The Ryan budget plan is all about cutting spending, but even in this arena, it fails—both economically and politically.  The Medicare reforms he proposes will spawn another round of Democratic campaign ads showing Republicans throwing old people off cliffs.

There are two points that the Republicans have to understand if they want the voters to give them full control of government again:

  • At growth rates that are normal for America (3.5%+), all of the financial problems of Social Security and Medicare disappear, with no tax increases and no benefit cuts.
  • Only scientific progress can “bend the cost curve” for Medicare.  We must mobilize to find cures for Alzheimer’s, cancer, and diabetes.

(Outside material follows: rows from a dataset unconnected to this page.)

Issue #329, opened 2021-04-09
issues & ideas raised after recent Vulcan back-end update


dtm2451:
Recording these here...

Issues:
- [x] need to manually refresh the page to see the umap show up [likely check this box after testing]
- [x] Hammer nolonger electrified during running.
- [x] Gene input not work for coloring -- 2nd selection box does not show up.
- [ ] Needing to hit run right away may be confusing. (Previously, the first cell (a magma query to populate selection options) was proactively run.) 
- [x] Clicking `Workflow` button from the Vignette page does not navigate properly back to the workflow page because the project_name was not filled in to the url: https://vulcan.development.local/null/workflow.
- [x] magma query parameterization problem at `import into scanpy` step when there are many records
- [x] Clocks did not move continuously while steps were running. The running animation seemed short-lived and only applied to the first step after "Run" was hit.

Enhancements:
- [ ] Zoom/window button, with the plotly buttons, that opens a new window with just the UMAP widget.
- [x] Changes to the color-by output could automatically trigger running for live-ish plot updates... they do now for previously loaded options
- [x] Text box with live typing-based filtering in the experiment/tissue/fraction multi-selects. (Togglable on/off at UI-engineer level could be nice?)
- [x] Perhaps the workflow vignette could be an .md iframe

coleshaw:
I think "Needing to hit run right away" may change anyways as we add in support for more projects ... I think we'll have to create a widget before "Run" but after you click on a card, that says which project you want to run the workflow for.

dtm2451:
Gonna close this as the remaining "issue" is not an actual issue and the remaining enhancement is not a high priority item.

Issue #327, opened 2021-04-08
Change multiselect component to use select_autocomplete instead of just a dropdown?


coleshaw:

dtm2451:
I'm certainly in favor of this, and had it among #329

Issue #326, opened 2021-04-08
Sort group inputs for stable appearance?


coleshaw:
When selecting / deselecting grouped inputs (Select Records step), the inputs seem to jump around in the drawer based off of completion status? Unclear, but it is a big awkward to see them changing order in the list. Perhaps we should sort them alphabetically.

coleshaw:
Note that this only seems to happen on a previously submitted (COMPLETE) step, and the "blank" option is always moved to the bottom of the group.

dtm2451:
:+1: I definitely have seen this too.

Issue #325, opened 2021-04-08
Unchecking records in "confirm record names" step resets on polling status return


coleshaw:
If you go through the workflow and deselect some records at the "confirm record names" step, after you click "Run", the polling status result seems to reset to all as checked, disregarding your user selected ones?

PR #335, opened 2021-04-12
Vulcan minor UI updates

coleshaw:
This PR implements sime minor UI changes:

* #329 / #327, changed the multiselect component to use a dropdown with autocomplete.
* #326, inputs in a group or drawer are sorted alphabetically by label, so they shouldn't re-order if you change their values.
* #325, fixes the checkbox inputs to not reset to all-checked after you Run.

### DIFF
--- a/etna/packages/etna-js/components/inputs/dropdown_autocomplete_wrapper.jsx
+++ b/etna/packages/etna-js/components/inputs/dropdown_autocomplete_wrapper.jsx
@@ -1,4 +1,4 @@
-// Wraps the Dropdown component so it will work with the
+// Wraps the DropdownAutocomplete component so it will work with the
 // list_input to act as a multi-select.
 import React from 'react';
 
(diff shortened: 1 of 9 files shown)


etna/packages/etna-js/components/inputs/dropdown_autocomplete_wrapper.jsx
```diff
@@ -0,0 +1,25 @@
...
+
+import DropdownAutocomplete from './dropdown_autocomplete';
+
+export default function DropdownAutocompleteInput({
+  onChange,
+  list,
+  onBlur,
+  ...otherProps
+}) {
+  function onChangeWrapper(value) {
```
corps, line 13: Minor nit -- you can use `const onChangeWrapper = useCallback((value) => { onChange(value); onBlur(); })` to slightly improve performance and make the onChangeWrapper reference stable.

corps (approved):

PR #337, opened 2021-04-13
use non-rails methods for finding user

coleshaw:
This PR fixes instantiating a user from a token in Janus, which is used by the task token API. I was getting this exception:

```
Caught unspecified error
docker[26165]: ERROR:2021-04-13T13:53:37+00:00 9hwba4 undefined method `symbolize_keys' for #<Hash:0x0000555581ab1220>
docker[26165]: ERROR:2021-04-13T13:53:37+00:00 9hwba4 /app/lib/models/user.rb:36:in `from_token'
docker[26165]: ERROR:2021-04-13T13:53:37+00:00 9hwba4 /app/lib/server/controllers/authorization_controller.rb:75:in `generate'
docker[26165]: ERROR:2021-04-13T13:53:37+00:00 9hwba4 /etna/lib/etna/controller.rb:25:in `response'
```

Because `symbolize_keys` and `except` are Rails / ActiveSupport methods. The tests pass because `factory_bot` includes `active_support` as a dependency, but in the deployed version of the app, task token generation fails (locally and in production).

The alternative approach to this PR, if you prefer, is that we just include `active_support` as a production dependency in the Gemfile and app.

~~Note that I'm working on the Vulcan select-a-project work, and that requires this feature to be working in production, first.~~

### DIFF
--- a/janus/Gemfile
+++ b/janus/Gemfile
@@ -18,5 +18,6 @@ group :test do
   gem 'factory_bot'
   gem 'simplecov'
   gem 'pry'
+  gem 'pry-byebug'
   gem 'database_cleaner', '1.8.5'
 end
--- a/janus/Gemfile
+++ b/janus/Gemfile
@@ -10,6 +10,7 @@ gem 'etna', path: '/etna'
 gem 'jwt'
 gem 'puma', '>=5.0.2'
 gem 'concurrent-ruby'
+gem 'activesupport', '>= 4.2.6'
 
 group :test do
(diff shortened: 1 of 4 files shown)


corps (approved):
Super unfortunate that the test environment here doesn't reflect production... how many other places are we going to run into these quiet issues?  Hmm.

I guess, just adding activesupport wouldn't be a bad idea, atleast then we know our production and test environments are closer.  But this works as well.

PR #340, opened 2021-04-14
Vulcan check scripts

coleshaw:
This PR runs all the Vulcan python scripts through the `archimedes-checker`, to make sure there are no syntax errors and they conform to the DSL. It doesn't catch all errors, but should help prevent some. For example, undefined variables would be flagged by a linter / IDE but are not flagged by the checker. Missing colons and unsafe imports are reported by the checker.


corps (approved):
Nice!  This is a really good idea.

PR #341, opened 2021-04-15
Magma table debugging

coleshaw:
@graft @corps , this PR probably is more a conversation starter around the Magma patient table issue, so it will be long. Happy to pair if it makes more sense, but will try to include all relevant information about replicating the problem, what I think the root cause is, and a patch for the `/retrieve` endpoint to make it not hang / crash the server. I do not think this solves the root problem -- I think a "real" solution would require re-architecting the table models, which may be out of scope.

### Replicating the issue locally

There is a Polyphemus command in this branch to generate some fake data in your dev MVIR environment for the `patient` model plus the three clinical tables. It inserts 200 patients with 50 rows of clinical data per patient in each table (similar to production, with a bit more clinical rows than the real data).

1. Copy the `mvir1` project into your dev environment, using the `etna` gem.
2. `$ make -C polyphemus bash`
3. `-> ./bin/polyphemus generate_fake_mvir_patient_tables`

If you try to run a retrieve on a single table, it works fine:

```
{"model_name": "patient", "record_names": "all", "attribute_names": ["comorbidity"],"project_name":"mvir1"}
```

But trying to run a retrieve on all three, it will hang:

```
{"model_name": "patient", "record_names": "all", "attribute_names": ["comorbidity", "symptom", "admission_lab"],"project_name":"mvir1"}
```

You can monitor top and see that postgres is sucking up memory until the container dies.

###  Root cause -- replicating in psql

I think the root cause is all the joins that happen when you request tables, along with the fact that each table is many-to-one with patient. You can actually go into `psql` and duplicate the memory issue above. Using `EXPLAIN`, you can also see that the join queries explode in complexity.

```
magma_development=#  EXPLAIN SELECT "patients"."name" AS "patients_name", "comorbidities"."id" AS "comorbidities_id", "admission_labs"."id" AS "admission_labs_id", "symptoms"."id" AS "symptoms_id" FROM "mvir1"."patients" AS "patients" LEFT OUTER JOIN "mvir1"."comorbidities" AS "comorbidities" ON ("patients"."id" = "comorbidities"."patient_id") LEFT OUTER JOIN "mvir1"."admission_labs" AS "admission_labs" ON ("patients"."id" = "admission_labs"."patient_id") LEFT OUTER JOIN "mvir1"."symptoms" AS "symptoms" ON ("patients"."id" = "symptoms"."patient_id") WHERE ("patients"."project_id" IS NOT NULL) ORDER BY "patients"."name";
                                                         QUERY PLAN                                                          
-----------------------------------------------------------------------------------------------------------------------------
 Nested Loop Left Join  (cost=1.00..3297066.24 rows=26530200 width=25)
   ->  Nested Loop Left Join  (cost=0.72..78328.74 rows=520200 width=25)
         ->  Nested Loop Left Join  (cost=0.43..1548.24 rows=10200 width=21)
               ->  Index Scan using patients_name_key on patients  (cost=0.14..18.74 rows=200 width=17)
                     Filter: (project_id IS NOT NULL)
               ->  Index Scan using mvir1_comorbidities_patient_id_index on comorbidities  (cost=0.29..7.14 rows=51 width=8)
                     Index Cond: (patients.id = patient_id)
         ->  Index Scan using mvir1_admission_labs_patient_id_index on admission_labs  (cost=0.29..7.02 rows=51 width=8)
               Index Cond: (patients.id = patient_id)
   ->  Index Scan using mvir1_symptoms_patient_id_index on symptoms  (cost=0.29..5.68 rows=51 width=8)
         Index Cond: (patients.id = patient_id)
(11 rows)
```

You can see that the cost is pretty high ... because as we join more tables, the complexity grows exponentially. If we reduce to just two tables, you can see that each patient id + comorbidity id is duplicated for each admission_lab id ... 

```
magma_development=# SELECT "patients"."name" AS "patients_name", "comorbidities"."id" AS "comorbidities_id", "admission_labs"."id" AS "admission_labs_id" FROM "mvir1"."patients" AS "patients" LEFT OUTER JOIN "mvir1"."comorbidities" AS "comorbidities" ON ("patients"."id" = "comorbidities"."patient_id") LEFT OUTER JOIN "mvir1"."admission_labs" AS "admission_labs" ON ("patients"."id" = "admission_labs"."patient_id") WHERE ("patients"."project_id" IS NOT NULL) ORDER BY "patients"."name";
 patients_name | comorbidities_id | admission_labs_id 
---------------+------------------+-------------------
 MVIR1-TEST1   |           193631 |            165528
 MVIR1-TEST1   |           193630 |            165528
 MVIR1-TEST1   |           193629 |            165528
 MVIR1-TEST1   |           193628 |            165528
 MVIR1-TEST1   |           193627 |            165528
 MVIR1-TEST1   |           193626 |            165528
 MVIR1-TEST1   |           193625 |            165528
 MVIR1-TEST1   |           193624 |            165528
 MVIR1-TEST1   |           193623 |            165528
 MVIR1-TEST1   |           193622 |            165528
 MVIR1-TEST1   |           193621 |            165528
 MVIR1-TEST1   |           193620 |            165528
 MVIR1-TEST1   |           193619 |            165528
 MVIR1-TEST1   |           193618 |            165528
 MVIR1-TEST1   |           193617 |            165528
 MVIR1-TEST1   |           193616 |            165528
 MVIR1-TEST1   |           193615 |            165528
 MVIR1-TEST1   |           193614 |            165528
 MVIR1-TEST1   |           193613 |            165528
 MVIR1-TEST1   |           193612 |            165528
 MVIR1-TEST1   |           193611 |            165528
 MVIR1-TEST1   |           193610 |            165528
 MVIR1-TEST1   |           193609 |            165528
 MVIR1-TEST1   |           193608 |            165528
 MVIR1-TEST1   |           193607 |            165528
 MVIR1-TEST1   |           193606 |            165528
 MVIR1-TEST1   |           193605 |            165528
 MVIR1-TEST1   |           193604 |            165528
 MVIR1-TEST1   |           193603 |            165528
 MVIR1-TEST1   |           193602 |            165528
 MVIR1-TEST1   |           193601 |            165528
 MVIR1-TEST1   |           193600 |            165528
```

Taking out one table also reduces the query complexity by quite a bit:

```
magma_development=# EXPLAIN SELECT "patients"."name" AS "patients_name", "comorbidities"."id" AS "comorbidities_id", "admission_labs"."id" AS "admission_labs_id" FROM "mvir1"."patients" AS "patients" LEFT OUTER JOIN "mvir1"."comorbidities" AS "comorbidities" ON ("patients"."id" = "comorbidities"."patient_id") LEFT OUTER JOIN "mvir1"."admission_labs" AS "admission_labs" ON ("patients"."id" = "admission_labs"."patient_id") WHERE ("patients"."project_id" IS NOT NULL) ORDER BY "patients"."name";
                                      QUERY PLAN                                      
--------------------------------------------------------------------------------------
 Sort  (cost=66716.22..68016.72 rows=520200 width=21)
   Sort Key: patients.name
   ->  Hash Left Join  (cost=437.00..6655.09 rows=520200 width=21)
         Hash Cond: (patients.id = admission_labs.patient_id)
         ->  Hash Right Join  (cost=6.50..346.84 rows=10200 width=21)
               Hash Cond: (comorbidities.patient_id = patients.id)
               ->  Seq Scan on comorbidities  (cost=0.00..313.00 rows=10200 width=8)
               ->  Hash  (cost=4.00..4.00 rows=200 width=17)
                     ->  Seq Scan on patients  (cost=0.00..4.00 rows=200 width=17)
                           Filter: (project_id IS NOT NULL)
         ->  Hash  (cost=303.00..303.00 rows=10200 width=8)
               ->  Seq Scan on admission_labs  (cost=0.00..303.00 rows=10200 width=8)
(12 rows)
```

### Proposed fix to /retrieve

Because [`@collapse_table` was used in the Retrieve Controller when constructing the Retrieval object](https://github.com/mountetna/monoetna/blob/master/magma/lib/magma/server/retrieve.rb#L150), the joins happened automatically if the flag was not passed in the retrieve params. I think we can patch `/retrieve` to 1) never do the joins, and 2) to add in table data from the extra table queries themselves, thus working around the joins (not as elegant, but perhaps scales better). Locally I can now run the 3-table query and get data back, without crashing Magma.

### Long-term fix?

I'm not actually sure what a good long-term fix would be, because it seems like the problem is inherent to the database design and what we're trying to query out. We may run into this issue if we build a query UI or allow users to do joins directly ... but that could happen with any database design, and we may have to teach users how to work around it, or put in limits?


magma/lib/magma/model.rb
```diff
@@ -26,6 +26,9 @@ def load_attributes(attributes = [])
             alias_method "#{attribute.attribute_name}=", "#{attribute.column_name}="
           end
         end
+
+        # Table models should always have an identifier attribute
+        self.attributes[self.identity.name] = self.identity unless attributes.include?(self.identity)
```
coleshaw, line 31: This is required because for some reason, table models weren't getting the `id` loaded initially, so first queries always returned no `id` field. Subsequent queries worked, so that was getting added in somewhere in the loop. We should just enforce that table models always load with an identifier attribute.

magma/lib/magma/payload.rb
```diff
@@ -16,6 +16,31 @@ def add_records model, records
       @models[model].add_records records
     end
 
+    def add_table_records parent_model, records, table_model
```
coleshaw, line 19: Basically doing the joins in Ruby, not SQL...

corps:
The thing that surprises me is that in production when I replicate the issue, the memory explosion does not happen in the psql process, but in the inner ruby process of puma.  Like, puma is pumped with anywhere from 2-20gb, while the psql process remains stable.  I haven't had super strong focus the past couple of days due to local distractions, but I was hoping to throw a memory profiler under it in production to see the explanation.

If this is just a query problem, why does the ruby process in production gain gigs of memory weight that are then retained?

corps:
Like in general, it is fine if a system accepts requests that do not complete because they are simply too heavy, so long as the system can retain stability (the request is ended, memory reclaimed, resources freed), but that is not what I see.  After these requests, if the process hasn't already collapsed, it still retains a high memory / swap profile that hurts overall performance until it finally keels over.

One fix should be -- if a request is too big, and it fails due to timeout, all resources should be freed and the system return to normal performance.

coleshaw:
Hm, I'll keep poking around. You're right, in production the same SQL statement returns fine and doesn't consume all the memory.

graft:
Okay, let me try to state what is happening:

You have 200 rows. You join one table to it with LEFT OUTER, now you have 10200 rows (x51 for some reason). Each subsequent table grows x51, because each join is compounded and not reduced.

The culprit is here: https://github.com/mountetna/monoetna/blob/f220f78ae73f724f9bcb4d51488de67ea0f09ae9/magma/lib/magma/retrieval.rb#L132-L133

This adds a join across another table in an attempt to deliver an array of ids as the value for the requested attribute for each record.

A couple of solutions suggest themselves:
1. The immediate, easy thing to do would be to restrict the behavior of `/retrieve` to prevent this happening - that is, set `@collapse_tables=true` for `record_names: 'all'`. I'm not sure any endpoints currently require this behavior anyway, and the data can be put together simply by querying each of the join tables individually.

2. Deliver the ids through another mechanism in the `/retrieve` endpoint. I.e., rather than using the query/Question interface to get this data via a join, the retrieval fetches it separately (probably through a separate flat query) and collates it with the query. This could probably be written into a verb for the table and collection attributes, there are several verbs that do this sort of collating already.

3. Fix the SQL. The combinatorial problem happens because we are LEFT OUTER joining across all of these rows - but we don't actually care about the join information, it is just a nuisance (i.e., not suited to our purpose).

In general this is a problem with the way Magma does queries, it mostly joins things into a big table and does a lot of reducing in Ruby. In many cases this is quite bad and makes large parts of query space inaccessible because Magma runs into combinatorial problems. Instead of doing all of this reducing in Ruby, Magma should just use better SQL, e.g. in this case it would require reducing the join information to an array of ids in a single row. This would hopefully produce more efficient queries without combinatorial explosion problems, and it would reduce the size of memory footprints for queries in Ruby since information would come back from postgres more compactly. Mostly this hasn't been done because, frankly, my SQL is quite bad.

coleshaw:
Yeah, I think #1 is similar to the patch I provided in this PR. And we should probably implement one of the solutions you outlined, since as we get more data, this may prove to be another bottleneck.

But as @corps pointed out, none of this probably addresses the current problem on production, because the query there actually completes from the SQL-side (the number of joined rows-per-table are lower). We're still working on pinpointing the issue...

magma/lib/magma/model.rb
graft: Hmm, the logic around this bit of weirdness is very warped, tread carefully here.

corps:
Right, we have two issues.  One is a performance issue with joining, which we could fix.
The other is the production issue that explodes memory in the ruby process, that memory sticks around (is a leak), and eventually kills the ruby server (while the psql process has no such issue).

We need to address the second issue first, and we can rethink the first.  While the two are related, I think the second is actually more pressing.  It's ok and expected to have performance issues, but it should not be causing exponential memory leaks and killing the server.

graft:
> Yeah, I think #1 is similar to the patch I provided in this PR. And we should probably implement one of the solutions you outlined, since as we get more data, this may prove to be another bottleneck.
> 
> But as @corps pointed out, none of this probably addresses the current problem on production, because the query there actually completes from the SQL-side (the number of joined rows-per-table are lower). We're still working on pinpointing the issue...

As I said I think the combinatorial-explosion issue creates two humps, one is the large table in SQL, the other is when this is unfurled in Ruby. I think the former is easier to survive, because postgres is made to do hefty queries and eventually struggles through it, whereas the Ruby side is not made to do much of anything and thus falls apart more easily when trying to complete its half.

corps:
> > Yeah, I think #1 is similar to the patch I provided in this PR. And we should probably implement one of the solutions you outlined, since as we get more data, this may prove to be another bottleneck.
> > But as @corps pointed out, none of this probably addresses the current problem on production, because the query there actually completes from the SQL-side (the number of joined rows-per-table are lower). We're still working on pinpointing the issue...
> 
> As I said I think the combinatorial-explosion issue creates two humps, one is the large table in SQL, the other is when this is unfurled in Ruby. I think the former is easier to survive, because postgres is made to do hefty queries and eventually struggles through it, whereas the Ruby side is not made to do much of anything and thus falls apart more easily when trying to complete its half.

No, I don't actually buy that explanation.  For one, running this query in production there isn't any hump -- it actually executes fast and just fine due to the sheer power of the machine.  In other words, the first half of your theory isn't demonstrible in production at all. 

Secondly, we can materialize the full query in magma console (ruby side) just fine without any issue.  The payload is less than 10mb.  And that memory is recovered by the GC as expected.  But something between the Retrieval class and the actual controller returning json explodes this to 2-20gb per run.  This is not explained by the size of the query, even if exponential.  Further, it doesn't explain why the memory leaks.  Ruby may be garbage collected, but it's not "that bad" that it would leave gigs of memory for indefinite periods of time.

PR #344, opened 2021-04-20
Etna gem bug descriptions

coleshaw:
This PR fixes my changes to the gem in #315, specifically regarding attribute descriptions. The previous PR was flagging all descriptions as "new" because of the discrepency between `description` and `desc` in the different systems we're using. This PR patches that and forces the comparison to look at `desc` only, to detect if the attribute has been edited.


graft:
Can we do it the other way? I have wanted to deprecate "desc" for years.

coleshaw:
Just get rid of `desc` and consolidate on `description`? Let me look into how far that's propagated.

corps:
@coleshaw Let me know if you need help recording a new VCR tape for those failing tests.

coleshaw:
Thanks @corps , I'll let you know. A bit slower because of half-days this week, but I'll try re-recording later this morning.

PR #346, opened 2021-04-22
Magma search improvements

coleshaw:
This PR implements some small search improvements:

- Adds support for `<`, `>`, `<=`, and `>=` for string predicates. They will only return values where the value is inherently a "numeric string" and can be cast to a numeric value, i.e. works for `"20"` but not for `"platypus"`. Works for both `/query` and `/retrieve`. This should let folks use the Search page to filter table columns that are numeric but typed as strings.
- Updates the `/retrieve` `filter` param to also accept a JSON array of filters. This means that we can support spaces in any filter to that endpoint -- will require changes to the front-end (future PR).

### DIFF
--- a/magma/lib/magma/query/predicate.rb
+++ b/magma/lib/magma/query/predicate.rb
@@ -279,6 +279,24 @@ EOT
       )
     end
 
+    def double_cast_constraint column_name, operator, value
+      Magma::Constraint.new(
+        alias_name,
+        Sequel.lit(
+          "CAST(? as DOUBLE PRECISION) #{operator.sub(/::/,'')} ?",
+          Sequel.qualify(alias_name, column_name),
+          value
+        )
+      )
+    end
+
+    def is_numeric_constraint column_name      
+      Magma::Constraint.new(
+        alias_name,
+        Sequel.qualify(alias_name, column_name) => Regexp.new(/\d+/)
+      )
+    end
+
     def invalid_argument! argument
       raise QuestionError, "Expected an argument to #{self.class.name}" if argument.nil?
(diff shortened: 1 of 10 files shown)


magma/lib/magma/query/predicate.rb
```diff
@@ -279,6 +279,24 @@ def basic_constraint column_name, value
...
+          Sequel.qualify(alias_name, column_name),
+          value
+        )
+      )
+    end
+
+    def is_numeric_constraint column_name      
+      Magma::Constraint.new(
+        alias_name,
+        Sequel.qualify(alias_name, column_name) => Regexp.new(/\d+/)
```
graft, line 296: Do you want to allow floats or scientific notation here as well?

graft (approved):

graft:
I might worry that comparison operators on strings might be assumed to behave as alphabetic comparators, which might produce some confusing results. Should we overload this behavior so it behaves as might be expected with "platypus"?

coleshaw:
Hm, when I tested this on “float” strings it seemed to work (will add some specs), but didn’t test scientific notation. Are there fields which use that? Seems difficult to enforce in a string input because of variability... I would probably punt unless we have a clear use case.

coleshaw:
Unfortunately I’m not sure that is possible, because of the casting. Basically you would have to know beforehand if the values are strings or “numeric” with the given implementation. 

If we really wanted it to work with strings and numbers, I think we would have to implement some natural sorting procedure and sort, then limit results outside of the current Constraint architecture. 

I assume that most non-CS folks don’t think about comparing strings with > or < operators...?

PR #348, opened 2021-04-23
make tsv filename more specific

coleshaw:
This is a small PR to make the Magma TSV download filename include more data, so it's a bit clearer to the user what they downloaded. Filename now includes project name, model name, and a date / timestamp.


graft (approved):
Nice one!

PR #350, opened 2021-04-23
Etna gem load tables

coleshaw:
This PR fixes a performance issue when loading tables via the gem. When many records are already populated, trying to do an initial fetch of the templates would time out / fail, because of the large number of existing records. By not fetching all records (which aren't needed anyways for table loading), the process does not time out and runs more smoothly.

### DIFF
--- a/etna/lib/commands.rb
+++ b/etna/lib/commands.rb
@@ -339,7 +339,7 @@ class EtnaApp
             request = Etna::Clients::Magma::RetrievalRequest.new(project_name: project_name)
             request.model_name = model_name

Unfortunately, the Ryan budget plan doesn’t mention either of these points.  Instead, it surrenders to the Washington “conspiracy against economic growth,” and then proposes tackling our entitlement problems via various “cost shifting” exercises.

There is a streak of righteous fiscal masochism in today’s Republican Party.  The belief seems to be that we have (fiscally) sinned, and we must do (austerity) penance.  This translates into Republican candidates calling for huge (although always unspecified) spending cuts, as well as balanced budget amendments.  While this approach may play well in some Republican primaries, it will prove deadly in all too many general election campaigns.

Paul Ryan’s budget plan represents a suicide note for the Republican Party, because it offers austerity rather than growth.  This November, the Republicans will either present themselves as the party of economic growth, or they will lose a number of winnable races.